Saturday, May 3rd: from Julie
We were moved to the “executive suite”, as the nurses called it, of the rehab floor at Harborview. I said to them, “There have been plenty of patients here longer than us—shouldn’t they move into it before us?” the nurses stated that we are such nice people and we have the baby and it just seems to suit us better than other patients and their families at the moment. That was so generous of them. So, we have a couch, a dining room table, and a refrigerator which is VERY HANDY seeing as how I’ve been trying to stash food items and milk for Wayne to eat between meals (his metabolism is still very high).

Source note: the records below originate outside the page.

PR #917, opened 2025-02-03
Fix: intro dropship crash

Bobbyperson:
This PR fixes an inconsistent crash during the intro dropships, which was introduced in #809. Oddly, this issue only seems to happen on dedicated servers.
```
[00:47:00] [SCRIPT SV] [info] SCRIPT ERROR: [SERVER] getrandom(): Array is empty
[00:47:00] [SCRIPT SV] [info]  -> playerDropship = introDropships.getrandom()
[00:47:00] [SCRIPT SV] [info]
CALLSTACK
*FUNCTION [PutPlayerInDropship()] mp/_classic_mp_dropship_intro.gnut line [168]
*FUNCTION [DropshipIntro_OnClientConnected()] mp/_classic_mp_dropship_intro.gnut line [50]
*FUNCTION [CodeCallback_OnClientConnectionCompleted()] mp/_base_gametype_mp.gnut line [173]
```

### Why this happens:

When the code runs `GetEntArrayByClass_Expensive( "info_spawnpoint_dropship_start" )` to get places to spawn the dropships, sometimes it will run before the server has finished loading all the ents, which can cause this to return an empty or incomplete list. There are no checks for this, so the code will continue running until it tries to put players in the dropship, which will cause it to crash due to the list being empty.

### The fix:

The prematch code will now wait until all entities have been loaded (`AddCallback_EntitiesDidLoad`). Additionally, the loop for spawning dropships has been updated to fix a rare case where too few or no dropships can spawn.

### Testing:

This fix (and several other attempts) has been extensively tested on the previous ikhadhonger servers. But to test this, simply start a dedicated server and switch maps several times. Without this PR it will eventually crash.

### DIFF
--- a/Northstar.CustomServers/mod/scripts/vscripts/mp/_classic_mp_dropship_intro.gnut
+++ b/Northstar.CustomServers/mod/scripts/vscripts/mp/_classic_mp_dropship_intro.gnut
@@ -31,6 +31,8 @@ struct {
 	table< entity, array<entity> > imcDropships
 	
 	float introStartTime
+
+	bool doneLoadingEnts = false
 } file
 
 
@@ -38,6 +40,13 @@ void function ClassicMP_DefaultDropshipIntro_Setup()
 {
 	AddCallback_OnClientConnected( DropshipIntro_OnClientConnected )	
 	AddCallback_GameStateEnter( eGameState.Prematch, OnPrematchStart )
+
+	AddCallback_EntitiesDidLoad( OnEntitiesDidLoad )
+}
+
+void function OnEntitiesDidLoad()
+{
+	file.doneLoadingEnts = true
 }
 
 void function DropshipIntro_OnClientConnected( entity player )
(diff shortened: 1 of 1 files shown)


Northstar.CustomServers/mod/scripts/vscripts/mp/_classic_mp_dropship_intro.gnut
```diff
@@ -85,7 +91,7 @@ void function OnPrematchStart()
 		table< entity, array<entity> > teamDropships = createTeam == TEAM_MILITIA ? file.militiaDropships : file.imcDropships
 		
 		if ( teamDropships.len() >= 2 )
-			break
+			continue
```
Zanieon, line 94: Why this? It doesn't have to do with the fix.

Bobbyperson: This is another case where this crash could be caused. For example, say there's more than four total dropship intro nodes. If the entities are given in a weird order, like three IMC nodes then three Militia nodes, the entire loop will break and the Militia team will have no intro nodes.

Zanieon: Hmm you're right, i think i oversaw this occasion, since this foreach loop is single iteration for both teams, not two for each team

Zanieon (approved):
Everything alright to go.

The DJ Night at The George & Dragon Pub was brilliant! What a great group of such wonderful, caring people. It was amazing to feel such support and love from all the people that know Wayne and I, as well as from complete strangers! Thanks to everyone who made that night a success!! And man did it feel good to get-my-groove-on! Haven’t done that since I was pregnant this past year—last time I really danced was June 2007 at the George & Dragon Pub in their car-park during the Solstice Parade.